Much of the activity in this area centers on entry of engineering drawings to Computer-Assisted Design / Computer-Assisted Manufacture (CADCAM) systems [KSO90,VT92]. A project for input of integrated circuit diagrams has reported cost-efficient conversion of drawings compared with conventional manual input. This project offers evidence that new circuits can most efficiently be created on paper and then encoded by recognition processes. The claim is that this is better than direct input at a terminal, due to the small screen sizes on present-day equipment. A commercial version of such a system is available. Other research in progress aims at obtaining 3-D models for multiple views in drawings of manufactured parts. Research progress has also been reported in conversion of land-use maps.
One source of motivation for work in document analysis has been the great increase in image systems for business and government. These systems provide fast storage, recall and distribution of documents in workflow processing and other applications. Document analysis can help with the indexing for storage and recall, and can partition the image into subregions of interest for convenient access by users.

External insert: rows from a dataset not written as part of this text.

PR #2368, opened 2022-08-20
create adaptive shortcuts

adbenitez:


Hocuri (approved):
What does this improve?

r10s:
> What does this improve?

see recent screenshots in the dev group, it makes the webxdc icon larger, but cropped. a matter of taste, somehow :) but i'd also prefer the new layout.

r10s (approved):

Simon-Laux:
Someone should mention this in the webxdc docs, maybe with a small illustration showing a safe area where they can put text or sth. like that.

r10s:
worse are icons that have some borders our shapes on their own, eg. the old calendar icon. here, the doc is already pretty clear that this is discouraged,  "round corners etc. will be added by the implementations as needed". maybe we could be more concrete, maybe say "round corners, circle cut out etc. will be added by the implementations as needed".

PR #2372, opened 2022-08-25
make Recipient.getDcContact() work for one-to-one chats

r10s:
this should either go to master or may become part of https://github.com/deltachat/deltachat-android/pull/2371

### DIFF
--- a/src/org/thoughtcrime/securesms/recipients/Recipient.java
+++ b/src/org/thoughtcrime/securesms/recipients/Recipient.java
@@ -63,7 +63,6 @@ public class Recipient {
   private @Nullable String         profileName;
   private @Nullable String         profileAvatar;
 
-  // either dcChat or dcContact are set
   private @Nullable DcChat dcChat;
   private @Nullable DcContact dcContact;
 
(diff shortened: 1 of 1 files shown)


src/org/thoughtcrime/securesms/recipients/Recipient.java
```diff
@@ -194,11 +194,10 @@ public synchronized String toShortString() {
 
   public int getFallbackAvatarColor() {
     int rgb = 0x00808080;
-    if(dcContact!=null) {
-      rgb = dcContact.getColor();
-    }
-    else if(dcChat!=null){
+    if(dcChat != null) {
```
adbenitez, line 197: isn't contact color equals the chat color of a 1:1 chat???

adbenitez (approved):

adbenitez:
I added the changes to #2371

src/org/thoughtcrime/securesms/recipients/Recipient.java
r10s: _currently_, probably, yes. but it is better to request the semantically correct color from the core.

In the near future such capabilities will be extended to the creation
of electronic libraries which will likewise benefit from
automatic indexing and formatting services. In the longer
range, efforts will increase to interpret more of the information
represented in the stored images, in order to provide more flexible
retrieval and manipulation facilities
[D
92].
How will document analysis capabilities have to improve to meet future needs? There is a strong need to incorporate context, particularly language context, into the models that govern document analysis systems. Over 35 years of research and development have still not been able to produce OCR based on shape that has the accuracy of human vision. Contextual knowledge must be invoked in order both to minimize errors and to reject documents that can not be interpreted automatically. An important research issue here is how to define such constraints in a generic way, such that they can easily be redefined for different applications. Beyond this, how are such rules to be converted to software that integrates with recognition processes in order to optimize performance?
Linguistic analysis may not simply be a postprocessing stage in future document analysis systems. Modern recognition processes often perform trial segmentation of character images and choose the best segmentation from a set of alternatives using recognition confidence as a guide. Such an operation might be performed most reliably if it were implemented as a sequential process, with contextual rules governing the choice of the sequence.
In order to facilitate future progress in document analysis, there is a need for a number of scanned document data bases, each representative of a different class of documents: text, engineering drawings, addresses, forms, handwritten manuscripts, etc. Currently such collections are limited to text-oriented documents. With access to common research material, different researchers will be able to compare results and gain greater benefit from each other's efforts.